(Dataset entries)
···
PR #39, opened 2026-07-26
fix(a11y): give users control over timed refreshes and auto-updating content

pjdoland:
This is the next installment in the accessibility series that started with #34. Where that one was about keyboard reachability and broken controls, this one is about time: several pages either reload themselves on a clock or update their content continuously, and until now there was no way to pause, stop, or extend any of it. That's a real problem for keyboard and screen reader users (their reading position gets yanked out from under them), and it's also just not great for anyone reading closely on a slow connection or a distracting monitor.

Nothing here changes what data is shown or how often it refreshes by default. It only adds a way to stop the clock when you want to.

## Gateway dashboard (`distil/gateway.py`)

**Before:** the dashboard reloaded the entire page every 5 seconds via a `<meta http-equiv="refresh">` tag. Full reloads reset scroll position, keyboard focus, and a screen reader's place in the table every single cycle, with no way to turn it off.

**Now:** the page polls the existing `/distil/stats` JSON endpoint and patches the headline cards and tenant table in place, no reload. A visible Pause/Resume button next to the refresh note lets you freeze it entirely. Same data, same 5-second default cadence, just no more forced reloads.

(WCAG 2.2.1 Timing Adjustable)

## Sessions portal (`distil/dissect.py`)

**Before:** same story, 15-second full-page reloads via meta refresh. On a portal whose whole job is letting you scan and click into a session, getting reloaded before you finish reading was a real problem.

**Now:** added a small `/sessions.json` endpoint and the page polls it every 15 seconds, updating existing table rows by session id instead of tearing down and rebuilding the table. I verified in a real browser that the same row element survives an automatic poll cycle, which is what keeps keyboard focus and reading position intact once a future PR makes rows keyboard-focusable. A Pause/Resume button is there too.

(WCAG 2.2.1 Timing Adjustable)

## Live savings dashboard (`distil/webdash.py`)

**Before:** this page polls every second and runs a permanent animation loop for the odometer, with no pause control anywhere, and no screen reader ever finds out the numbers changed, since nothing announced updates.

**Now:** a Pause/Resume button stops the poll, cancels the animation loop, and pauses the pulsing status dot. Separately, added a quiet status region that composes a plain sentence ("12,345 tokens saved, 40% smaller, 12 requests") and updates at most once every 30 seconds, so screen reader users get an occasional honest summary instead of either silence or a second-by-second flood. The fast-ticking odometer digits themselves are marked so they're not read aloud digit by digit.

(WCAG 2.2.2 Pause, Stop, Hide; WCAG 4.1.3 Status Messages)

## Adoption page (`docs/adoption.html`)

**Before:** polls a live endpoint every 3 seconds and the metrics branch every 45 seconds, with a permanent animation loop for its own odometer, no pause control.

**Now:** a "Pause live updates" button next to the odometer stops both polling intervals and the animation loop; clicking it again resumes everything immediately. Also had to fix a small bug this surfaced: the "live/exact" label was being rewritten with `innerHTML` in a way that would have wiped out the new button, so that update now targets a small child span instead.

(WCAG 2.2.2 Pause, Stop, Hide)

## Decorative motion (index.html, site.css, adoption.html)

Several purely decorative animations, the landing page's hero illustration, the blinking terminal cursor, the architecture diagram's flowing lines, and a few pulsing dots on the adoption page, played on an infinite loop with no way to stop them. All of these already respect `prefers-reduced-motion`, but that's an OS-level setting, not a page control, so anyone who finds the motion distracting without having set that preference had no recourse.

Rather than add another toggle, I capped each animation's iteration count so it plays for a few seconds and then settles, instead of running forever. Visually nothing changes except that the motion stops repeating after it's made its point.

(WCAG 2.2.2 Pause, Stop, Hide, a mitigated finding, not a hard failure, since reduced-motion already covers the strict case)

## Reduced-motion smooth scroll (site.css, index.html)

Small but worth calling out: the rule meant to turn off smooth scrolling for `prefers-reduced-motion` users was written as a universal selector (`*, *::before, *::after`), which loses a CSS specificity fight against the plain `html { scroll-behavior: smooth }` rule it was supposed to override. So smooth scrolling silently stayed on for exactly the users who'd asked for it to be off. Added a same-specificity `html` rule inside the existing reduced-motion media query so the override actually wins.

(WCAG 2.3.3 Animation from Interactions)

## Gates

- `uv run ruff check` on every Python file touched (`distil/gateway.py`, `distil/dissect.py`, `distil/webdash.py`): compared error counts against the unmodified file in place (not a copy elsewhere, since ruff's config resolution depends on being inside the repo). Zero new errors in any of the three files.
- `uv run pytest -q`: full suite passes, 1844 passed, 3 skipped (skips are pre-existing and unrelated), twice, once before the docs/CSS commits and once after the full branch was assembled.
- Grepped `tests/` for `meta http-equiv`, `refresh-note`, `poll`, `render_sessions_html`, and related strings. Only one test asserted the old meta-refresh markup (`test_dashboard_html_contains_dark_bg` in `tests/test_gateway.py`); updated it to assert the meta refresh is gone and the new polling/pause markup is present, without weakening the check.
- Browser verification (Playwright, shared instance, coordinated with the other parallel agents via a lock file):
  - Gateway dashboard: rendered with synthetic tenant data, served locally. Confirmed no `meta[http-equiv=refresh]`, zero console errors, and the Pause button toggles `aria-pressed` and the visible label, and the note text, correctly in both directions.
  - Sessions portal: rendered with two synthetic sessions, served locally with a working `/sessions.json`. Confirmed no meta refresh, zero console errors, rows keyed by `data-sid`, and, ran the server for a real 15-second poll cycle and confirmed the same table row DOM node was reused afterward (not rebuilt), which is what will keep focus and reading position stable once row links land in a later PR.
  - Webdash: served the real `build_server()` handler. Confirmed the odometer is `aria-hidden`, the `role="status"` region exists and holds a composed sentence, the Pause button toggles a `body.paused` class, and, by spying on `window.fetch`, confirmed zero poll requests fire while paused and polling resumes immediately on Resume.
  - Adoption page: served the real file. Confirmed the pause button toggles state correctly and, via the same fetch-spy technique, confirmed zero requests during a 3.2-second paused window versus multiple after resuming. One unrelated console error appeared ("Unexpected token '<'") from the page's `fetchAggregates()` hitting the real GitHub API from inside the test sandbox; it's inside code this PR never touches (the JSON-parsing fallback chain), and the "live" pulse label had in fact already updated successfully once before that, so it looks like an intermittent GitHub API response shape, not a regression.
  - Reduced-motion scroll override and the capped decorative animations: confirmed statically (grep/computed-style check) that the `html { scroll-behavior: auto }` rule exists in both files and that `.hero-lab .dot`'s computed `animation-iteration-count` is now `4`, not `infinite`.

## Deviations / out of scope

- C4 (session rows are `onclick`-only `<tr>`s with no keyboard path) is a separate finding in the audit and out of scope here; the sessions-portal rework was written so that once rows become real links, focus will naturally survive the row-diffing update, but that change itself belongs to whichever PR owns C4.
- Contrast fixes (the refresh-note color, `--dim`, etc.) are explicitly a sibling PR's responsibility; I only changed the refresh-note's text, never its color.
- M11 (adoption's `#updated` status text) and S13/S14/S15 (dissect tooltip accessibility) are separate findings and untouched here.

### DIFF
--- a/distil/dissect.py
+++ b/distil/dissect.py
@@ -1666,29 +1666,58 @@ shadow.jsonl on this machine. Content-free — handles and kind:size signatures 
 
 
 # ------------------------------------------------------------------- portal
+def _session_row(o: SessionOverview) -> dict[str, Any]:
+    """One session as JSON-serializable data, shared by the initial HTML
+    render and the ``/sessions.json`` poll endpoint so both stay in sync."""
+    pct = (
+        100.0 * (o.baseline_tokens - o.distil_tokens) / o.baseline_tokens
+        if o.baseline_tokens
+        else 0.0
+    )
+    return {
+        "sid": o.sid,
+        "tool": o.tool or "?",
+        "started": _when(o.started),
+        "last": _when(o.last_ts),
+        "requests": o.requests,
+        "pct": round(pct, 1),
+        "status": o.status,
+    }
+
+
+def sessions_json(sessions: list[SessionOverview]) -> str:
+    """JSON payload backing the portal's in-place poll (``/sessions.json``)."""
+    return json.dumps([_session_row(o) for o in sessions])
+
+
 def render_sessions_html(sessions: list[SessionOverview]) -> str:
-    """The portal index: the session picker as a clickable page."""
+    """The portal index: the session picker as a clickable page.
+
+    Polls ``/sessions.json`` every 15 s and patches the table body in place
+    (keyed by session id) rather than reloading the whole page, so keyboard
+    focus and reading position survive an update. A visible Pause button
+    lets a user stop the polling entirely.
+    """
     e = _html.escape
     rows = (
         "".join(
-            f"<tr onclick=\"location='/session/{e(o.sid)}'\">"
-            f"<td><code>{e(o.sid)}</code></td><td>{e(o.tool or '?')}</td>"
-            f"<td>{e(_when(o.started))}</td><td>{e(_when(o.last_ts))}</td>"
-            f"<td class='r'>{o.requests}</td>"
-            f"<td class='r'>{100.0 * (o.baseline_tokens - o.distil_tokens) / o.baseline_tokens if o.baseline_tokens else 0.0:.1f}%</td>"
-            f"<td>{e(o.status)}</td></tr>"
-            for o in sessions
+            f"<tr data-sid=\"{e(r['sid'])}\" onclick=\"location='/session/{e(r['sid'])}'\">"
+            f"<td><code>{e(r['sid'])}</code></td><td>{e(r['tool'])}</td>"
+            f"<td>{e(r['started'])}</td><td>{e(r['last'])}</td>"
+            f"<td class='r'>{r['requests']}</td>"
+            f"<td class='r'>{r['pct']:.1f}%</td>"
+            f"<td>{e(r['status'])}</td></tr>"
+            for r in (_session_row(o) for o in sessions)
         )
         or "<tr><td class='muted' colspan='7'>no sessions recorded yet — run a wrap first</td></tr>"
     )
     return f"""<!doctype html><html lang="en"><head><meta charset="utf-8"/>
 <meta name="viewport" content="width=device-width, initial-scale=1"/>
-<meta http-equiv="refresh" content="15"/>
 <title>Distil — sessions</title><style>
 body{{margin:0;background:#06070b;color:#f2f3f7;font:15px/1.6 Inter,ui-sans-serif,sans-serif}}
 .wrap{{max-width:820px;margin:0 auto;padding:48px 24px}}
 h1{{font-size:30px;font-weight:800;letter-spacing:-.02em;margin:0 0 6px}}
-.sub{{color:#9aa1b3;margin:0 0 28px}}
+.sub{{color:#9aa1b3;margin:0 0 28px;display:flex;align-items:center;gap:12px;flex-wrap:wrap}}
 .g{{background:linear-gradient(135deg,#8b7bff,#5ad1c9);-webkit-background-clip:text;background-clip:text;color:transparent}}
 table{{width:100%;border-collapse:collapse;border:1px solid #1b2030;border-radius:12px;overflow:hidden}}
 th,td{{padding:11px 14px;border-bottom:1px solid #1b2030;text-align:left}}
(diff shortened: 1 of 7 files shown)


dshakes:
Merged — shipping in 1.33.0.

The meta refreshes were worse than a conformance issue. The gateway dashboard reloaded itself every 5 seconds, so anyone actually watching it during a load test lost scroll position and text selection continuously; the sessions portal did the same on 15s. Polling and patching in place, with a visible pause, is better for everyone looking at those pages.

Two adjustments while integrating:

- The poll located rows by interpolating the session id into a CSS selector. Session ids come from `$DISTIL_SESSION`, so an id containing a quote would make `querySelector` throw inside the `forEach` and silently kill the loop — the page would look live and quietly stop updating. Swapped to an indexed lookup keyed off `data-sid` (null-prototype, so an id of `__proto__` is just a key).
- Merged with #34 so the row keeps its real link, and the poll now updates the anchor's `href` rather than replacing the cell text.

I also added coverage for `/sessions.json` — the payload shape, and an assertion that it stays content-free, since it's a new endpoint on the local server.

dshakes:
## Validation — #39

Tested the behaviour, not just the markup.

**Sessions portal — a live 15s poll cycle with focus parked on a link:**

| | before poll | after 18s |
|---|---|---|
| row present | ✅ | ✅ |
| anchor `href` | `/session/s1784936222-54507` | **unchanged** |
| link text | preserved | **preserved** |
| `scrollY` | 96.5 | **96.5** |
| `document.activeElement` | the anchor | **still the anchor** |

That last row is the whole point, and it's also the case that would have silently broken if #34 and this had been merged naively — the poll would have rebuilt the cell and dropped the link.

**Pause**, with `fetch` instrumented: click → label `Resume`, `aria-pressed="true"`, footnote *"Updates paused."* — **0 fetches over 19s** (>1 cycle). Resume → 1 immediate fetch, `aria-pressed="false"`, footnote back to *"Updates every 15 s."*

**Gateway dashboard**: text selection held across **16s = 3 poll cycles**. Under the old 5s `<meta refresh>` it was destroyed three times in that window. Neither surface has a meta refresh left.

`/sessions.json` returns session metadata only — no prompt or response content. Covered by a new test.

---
···
Return every line from the entries that holds the string "tenant".

**Now:** the page polls the existing `/distil/stats` JSON endpoint and patches the headline cards and tenant table in place, no reload. A visible Pause/Resume button next to the refresh note lets you freeze it entirely. Same data, same 5-second default cadence, just no more forced reloads.
  - Gateway dashboard: rendered with synthetic tenant data, served locally. Confirmed no `meta[http-equiv=refresh]`, zero console errors, and the Pause button toggles `aria-pressed` and the visible label, and the note text, correctly in both directions.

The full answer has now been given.